> _Your task_
Only the count should appear in your answer: how many lines of the data below contain the word "they"?

> _Records for this exercise_
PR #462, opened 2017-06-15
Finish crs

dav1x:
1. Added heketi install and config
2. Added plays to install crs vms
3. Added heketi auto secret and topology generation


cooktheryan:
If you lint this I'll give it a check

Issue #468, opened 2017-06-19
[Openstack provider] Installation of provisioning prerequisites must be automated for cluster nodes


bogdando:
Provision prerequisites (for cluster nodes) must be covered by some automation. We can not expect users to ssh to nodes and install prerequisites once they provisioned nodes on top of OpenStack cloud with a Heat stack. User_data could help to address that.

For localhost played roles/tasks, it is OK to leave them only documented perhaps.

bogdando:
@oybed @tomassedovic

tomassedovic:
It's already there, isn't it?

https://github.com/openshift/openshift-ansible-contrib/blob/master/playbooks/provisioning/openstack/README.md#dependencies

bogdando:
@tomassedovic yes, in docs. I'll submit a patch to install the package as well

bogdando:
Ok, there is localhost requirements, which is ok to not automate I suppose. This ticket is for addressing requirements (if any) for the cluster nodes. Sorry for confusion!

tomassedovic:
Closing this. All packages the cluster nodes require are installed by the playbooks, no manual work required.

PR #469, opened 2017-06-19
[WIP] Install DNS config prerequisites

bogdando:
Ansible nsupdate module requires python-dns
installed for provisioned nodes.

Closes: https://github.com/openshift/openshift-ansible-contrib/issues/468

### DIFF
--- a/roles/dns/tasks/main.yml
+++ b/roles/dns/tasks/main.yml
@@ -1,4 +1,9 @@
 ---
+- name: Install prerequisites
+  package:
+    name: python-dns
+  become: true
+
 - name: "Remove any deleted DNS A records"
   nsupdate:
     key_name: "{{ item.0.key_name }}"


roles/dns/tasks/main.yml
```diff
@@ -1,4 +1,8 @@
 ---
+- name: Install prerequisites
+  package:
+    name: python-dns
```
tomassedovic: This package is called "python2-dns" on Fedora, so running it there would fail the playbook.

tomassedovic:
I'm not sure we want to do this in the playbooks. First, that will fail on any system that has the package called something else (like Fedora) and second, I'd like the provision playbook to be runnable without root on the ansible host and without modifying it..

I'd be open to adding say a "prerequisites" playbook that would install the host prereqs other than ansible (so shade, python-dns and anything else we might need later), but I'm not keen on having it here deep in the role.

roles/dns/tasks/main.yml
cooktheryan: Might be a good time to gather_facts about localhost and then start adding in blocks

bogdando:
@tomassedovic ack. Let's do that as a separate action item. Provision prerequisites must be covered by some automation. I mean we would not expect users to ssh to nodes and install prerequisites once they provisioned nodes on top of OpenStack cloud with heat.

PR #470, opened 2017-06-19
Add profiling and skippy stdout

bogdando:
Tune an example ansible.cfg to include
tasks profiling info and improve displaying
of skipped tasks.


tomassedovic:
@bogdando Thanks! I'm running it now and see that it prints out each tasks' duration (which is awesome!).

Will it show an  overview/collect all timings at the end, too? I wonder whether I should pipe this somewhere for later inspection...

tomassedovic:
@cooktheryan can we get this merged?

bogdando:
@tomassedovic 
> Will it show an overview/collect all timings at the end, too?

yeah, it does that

> _Answer for this exercise_
2